A lot of these recollections play over archival footage, much of which resist the decade’s repeated news coverage. Instead of leaning into the era’s standard music cues, Devor creates tension with images and unlikely sounds that include Moore’s own narration. It’s a strong choice that obscures the familiarity of historical moments (e.g. video of Ford doing the backstroke in a pool while a recording of him pardoning Richard Nixon plays over the imagery) and forces you to consider how the political and social landscape worked in dissonance (or harmony) with Moore’s daily decision-making. Like Ezra Edelman’s OJ: Made in America, Devor wants to weave these stories into the country’s vast tapestry of civil unrest, hoping to see a pattern emerge, a picture crystallize.

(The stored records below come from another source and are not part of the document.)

PR #133, opened 2024-01-29
Create sex_inference_stand_alone.py

hopedisastro:
This is a standalone script to test out `annotate_sex()`. In particular, we set `variants_only_x_ploidy=True` and
        `variants_only_y_ploidy=False` as per gnomAD v4. 

Much of the script is adapted from `sample_qc.py` in the LC pipeline (some checkpointing has been removed).


hopedisastro:
Successful run: https://batch.hail.populationgenomics.org.au/batches/432416

MattWellie (approved):
Looks useful to debug

PR #136, opened 2024-01-30
revert back to collect()

hopedisastro:
`collect_as_set()` is a Hail aggregator function, so requires some agg. .... to work. 

https://batch.hail.populationgenomics.org.au/batches/432438/jobs/1
`AttributeError: 'StringExpression' object has no attribute 'collect_as_set'
`


MattWellie (approved):
Yeah I boned that one, looking closer at the docs the correct syntax would be 
`hl.agg.collect_as_set(filtered_mt.info.REPID)`

PR #138, opened 2024-01-30
Create copy_catalog_to_tob.sh

hopedisastro:
This script copies catalog files (no sensitive DNA info) from the bioheart bucket into TOB so that it can be used for the TOB genotyping run.


MattWellie:
Looks fine, but should this end up in cpg-common at some point so that it can be a single source for all projects that need it?

MattWellie (approved):
lgtm, should pair this with a separate update of the references config for ease of use (I'll lend a hand)

PR #139, opened 2024-02-01
Add output-file-param to EH runner script

hopedisastro:
When a job fails for one sharded catalog, I will need to manually define the shard number in the output file name


MattWellie (approved):
Rubber stamp!

PR #141, opened 2024-02-02
Update combiner script 

hopedisastro:
Problem - with 890 samples, storage requirements of current script is not feasible (>80G allocated and still failing). 

Changes: 
- Added caching to input files after parsing through each of them one by one - reduces storage
- Used `upload_from()` to upload the temporary output file to GCP instead of writing directly to GCS - reduces memory
- Bgzip all temporary and final files - reduces storage and memory by 4x.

You have to squint to see it. Early on, Moore explains that she felt like she was three different people––the suburban housewife, the dutiful FBI informant, the socially conscious radical––but it’s impossible to know how those multiple personalities operate within her. Was the assassination attempt just a ploy to show how corrupt America’s political system really was? Was taking out a president really worse than some of the coup attempts the U.S. government initiated in foreign countries? Did the first assassination attempt on Ford just 17 days earlier influence her decision to act? Moore’s first-person, uncritical account provides a window into some answers, but it mostly raises more possibilities. Maybe she did attempt murder on behalf of social and political justice. Maybe she wanted to avenge the people who never had a voice. Maybe she just wanted to be remembered. Suburban Fury is a reminder that even the most candid historical figures are never fully transparent.
Suburban Fury premiered at the 62nd New York Film Festival.